BUNDAN 102 YIL ÖNCE
102 yıl önce, Anadolu’nun kalbinde bir milletin dirilişine tanıklık eden tarih, bugün de aynı gururla anılmaktadır. 30 Ağustos 1922, Türk milletinin bağımsızlık mücadelesinin zirveye ulaştığı, kaderini kendi elleriyle yeniden yazdığı gündür. Bu zafer, sadece askeri bir başarı değil, aynı zamanda bir milletin yeniden doğuşunun sembolüdür.
Gazi Mustafa Kemal Atatürk’ün önderliğinde, yüce Türk milleti emperyalist güçlere karşı destansı bir direniş sergiledi. Büyük Taarruz, bir milletin kaderinin değiştiği, bağımsızlık ve özgürlük ateşinin yeniden alevlendiği bir dönüm noktasıydı. 30 Ağustos, sadece bir askeri zaferin ötesinde, Türkiye Cumhuriyeti’nin temellerinin atıldığı, bağımsız bir devletin varlık mücadelesinin taçlandığı gündür.
Bugün, 30 Ağustos Zafer Bayramı’nı kutlarken, sadece geçmişe değil, geleceğe de umutla bakmalıyız. Bu zafer, bize birlik ve beraberlik içinde olduğumuzda neleri başarabileceğimizi gösteren en büyük derslerden biridir. Tarihimizin bu onurlu sayfası, bize bağımsızlık ruhunu, vatan sevgisini ve millet olma bilincini her daim hatırlatmaktadır.
Ancak Zafer Bayramı’nı sadece anmakla kalmamalı, bu günün anlamını ve önemini genç nesillere aktarmak için çaba göstermeliyiz. Zira tarihini bilmeyen milletlerin geleceğini inşa etmeleri zordur. 30 Ağustos’un taşıdığı anlam, yalnızca geçmişte yaşanan bir zafer olarak kalmamalı, geleceğe ışık tutan bir rehber olmalıdır.
Unutulmamalıdır ki, bu zaferi kazanan irade, aynı zamanda barışın ve çağdaş bir toplumun da mimarı olmuştur.
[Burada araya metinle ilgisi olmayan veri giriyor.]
PR #9, opened 2024-02-21
kill runtimes rpcs; modify build to receive fs.FS

itayd:
- runtimes build & run rpcs are not expected to be needed for a long while. for now kill the rpc (partial) implementation for build. 

- change the build signature to receive an `fs.FS` instead of `rootURL`. will enable to receive data from non-local-fs sources.


cmd/ak/common/runtimes.go
```diff
@@ -0,0 +1,5 @@
+package common
+
+import "go.autokitteh.dev/autokitteh/backend/runtimes"
+
+var LocalRuntimes = runtimes.New()
```
daabr: It's wasteful to create this even when it's not needed, especially when it's used only once so far. Please instantiate `runtimes.New()` directly in `cmd/builds/create.go` instead of this file.

sdk/sdkclients/sdkclients.go
```diff
@@ -54,6 +53,7 @@ func New(params sdkclient.Params) sdkservices.Services {
 		integrations: kittehs.Lazy1(sdkintegrationsclient.New, params),
 		mappings:     kittehs.Lazy1(sdkmappingclient.New, params),
 		oauth:        kittehs.Lazy1(sdkoauthclient.New, params),
+		params:       params,
```
daabr: Please add a short comment why only `params` doesn't use `kittehs.Lazy1`

daabr (changes requested):
A few minor issues to fix.

cmd/ak/common/runtimes.go
itayd: ha, done

sdk/sdkclients/sdkclients.go
itayd: done

daabr (approved):

PR #10, opened 2024-02-21
build from resources in fs or project

itayd:
build resources are taken from project storage.

this supersedes https://github.com/autokitteh/autokitteh/pull/2.


backend/internal/db/db.go
```diff
@@ -47,6 +47,7 @@ type DB interface {
 
 	ListProjects(context.Context) ([]sdktypes.Project, error)
 
+	// Returns nill, nil if no resources are set.
```
daabr, line 50:
```suggestion
	// Returns (nil, nil) if no resources are set.
```

daabr (approved):
Approved, but need to fix the failing CLI test

backend/internal/projects/config.go
```diff
@@ -0,0 +1,22 @@
...
+	AllowLocalFS bool `koanf:"allow_local_fs"`
+}
+
+type Config struct {
+	Resources ResourcesConfig `koanf:"resources"`
+}
+
+var Configs = configset.Set[Config]{
+	Default: &Config{},
+	Dev: &Config{
```
efiShtain: Maybe we should be very explicit and say this is Local mode

dev mode can still be on remote server ?
not sure, WDYT?

backend/internal/projects/resources.go
```diff
@@ -0,0 +1,73 @@
...
+
+	"go.autokitteh.dev/autokitteh/sdk/sdkerrors"
+	"go.autokitteh.dev/autokitteh/sdk/sdktypes"
+)
+
+// If srcURL is nil, get resources from the database.
+// If srcURL scheme is empty, get resources from the database. If none found, get from filesystem, if allowed.
+// If srcURL scheme is "file", get resources from filesystem, if allowed.
+// If srcURL scheme is "project", get resources from database.
+func (p Projects) openResourcesFS(ctx context.Context, projectID sdktypes.ProjectID, srcURL *url.URL) (fs.FS, error) {
```
efiShtain: *Projects ?

backend/internal/projects/resources.go
```diff
@@ -0,0 +1,73 @@
...
+	if srcURL == nil || *srcURL == (url.URL{}) {
+		return p.openResourcesFS(ctx, projectID, &url.URL{Scheme: "project"})
```
efiShtain: do you really need the recursive call here instead of just setting the scheme to project ?

```go
if srcURL == nil || *srcURL == (url.URL{}) {
  srcURL = &url.URL{Scheme: "project"}
}
```

backend/internal/projects/resources.go
```diff
@@ -0,0 +1,73 @@
...
+		return os.DirFS(srcURL.Path), nil
+	case "project":
+		return p.openProjectResourcesFS(ctx, projectID, srcURL.Path)
+	default:
+		return nil, fmt.Errorf("%w: unhandled resources url scheme %q", sdkerrors.ErrNotImplemented, srcURL.Scheme)
+	}
+}
+
+// returns nil, nil if no resources found.
+func (p Projects) openProjectResourcesFS(ctx context.Context, projectID sdktypes.ProjectID, path string) (fs.FS, error) {
```
efiShtain: path is always "/" in this case
so its redundant

backend/internal/projects/resources.go
```diff
@@ -0,0 +1,73 @@
...
+	}
+
+	if files == nil {
+		return nil, nil
+	}
+
+	memfs := memfs.New()
+
+	for path, content := range files {
+		if err := memfs.MkdirAll(filepath.Dir(path), 0o755); err != nil {
```
efiShtain:
```suggestion
		if err := memfs.MkdirAll(filepath.Dir(path), 0o700); err != nil {
```

backend/internal/projects/resources.go
```diff
@@ -0,0 +1,73 @@
...
+			return nil, fmt.Errorf("failed to create directory %q in memory filesystem: %w", filepath.Dir(path), err)
+		}
+
+		if err := memfs.WriteFile(path, content, 0o644); err != nil {
```
efiShtain:
```suggestion
		if err := memfs.WriteFile(path, content, 0o600); err != nil {
```

sdk/sdktypes/project.go
```diff
@@ -19,7 +19,7 @@ var (
 )
 
 func strictValidateProject(pb *projectv1.Project) error {
-	if err := ensureNotEmpty(pb.Name, pb.ProjectId); err != nil {
+	if err := ensureNotEmpty(pb.Name, pb.ProjectId, pb.ResourcesRootUrl); err != nil {
```
efiShtain: why do we ensure this is not empty if we support not having ResourcesRootUrl ?

backend/internal/projects/resources.go
```diff
@@ -0,0 +1,73 @@
...
+// If srcURL scheme is empty, get resources from the database. If none found, get from filesystem, if allowed.
+// If srcURL scheme is "file", get resources from filesystem, if allowed.
+// If srcURL scheme is "project", get resources from database.
+func (p Projects) openResourcesFS(ctx context.Context, projectID sdktypes.ProjectID, srcURL *url.URL) (fs.FS, error) {
+	if srcURL == nil || *srcURL == (url.URL{}) {
+		return p.openResourcesFS(ctx, projectID, &url.URL{Scheme: "project"})
+	}
+
+	switch srcURL.Scheme {
+	case "":
```
efiShtain:
```suggestion
	case "", "project":
```

backend/internal/projects/resources.go
```diff
@@ -0,0 +1,73 @@
...
+			return fs, nil
+		}
+		fallthrough
+	case "file":
+		if !p.Config.Resources.AllowLocalFS {
+			return nil, errors.New("resources from local filesystem are not allowed")
+		}
+		return os.DirFS(srcURL.Path), nil
+	case "project":
+		return p.openProjectResourcesFS(ctx, projectID, srcURL.Path)
```
efiShtain:
```suggestion
```
assuming you move project to the top case

backend/internal/projects/resources.go
```diff
@@ -0,0 +1,73 @@
...
+		return p.openResourcesFS(ctx, projectID, &url.URL{Scheme: "project"})
+	}
+
+	switch srcURL.Scheme {
+	case "":
+		fs, err := p.openProjectResourcesFS(ctx, projectID, srcURL.Path)
+		if err != nil {
+			return nil, err
+		}
+		if fs != nil || !p.Config.Resources.AllowLocalFS {
```
efiShtain: maybe split this condition to two? will make it more readable

```go
if fs != nil {
  return fs, nil
}

if !p.Config.Resources.AllowLocalFS {
  return nil, nil
}
```

backend/internal/db/db.go
itayd: fixed

backend/internal/projects/config.go
itayd: need to think about it

backend/internal/projects/resources.go
itayd: no longer relevant

backend/internal/projects/resources.go
itayd: no longer relevant

backend/internal/projects/resources.go
itayd: no longer relevant

backend/internal/projects/resources.go
itayd: it's in mem, nobody cares :)

backend/internal/projects/resources.go
itayd: it's in mem, nobody cares :)

sdk/sdktypes/project.go
itayd: no longer relevant

backend/internal/projects/resources.go
itayd: no longer relevant

backend/internal/projects/resources.go
itayd: no longer relevant

backend/internal/projects/resources.go
itayd: no longer relevant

Atatürk’ün “Yurtta sulh, cihanda sulh” ilkesi, bu büyük zaferin ardından yükselen bir hedef olarak karşımızda durmaktadır. Bugün, hem ülkemizde hem de dünya genelinde barışa, birliğe ve dayanışmaya her zamankinden daha fazla ihtiyaç duyuyoruz.
Sonuç olarak, 30 Ağustos Zafer Bayramı, bize sadece askeri bir zaferi değil, aynı zamanda bağımsızlık, özgürlük ve çağdaşlaşma yolundaki kararlılığı hatırlatmaktadır. Bu anlamlı gün, geçmişten aldığımız derslerle geleceği inşa ederken bize rehberlik etmeye devam edecektir. Büyük Zafer’in 102. yılında, başta Mustafa Kemal Atatürk olmak üzere, tüm şehitlerimizi saygı, rahmet ve minnetle anıyoruz. Onların bize miras bıraktığı bu ülkeye sahip çıkmak, en büyük görevimizdir. Zafer Bayramımız kutlu olsun!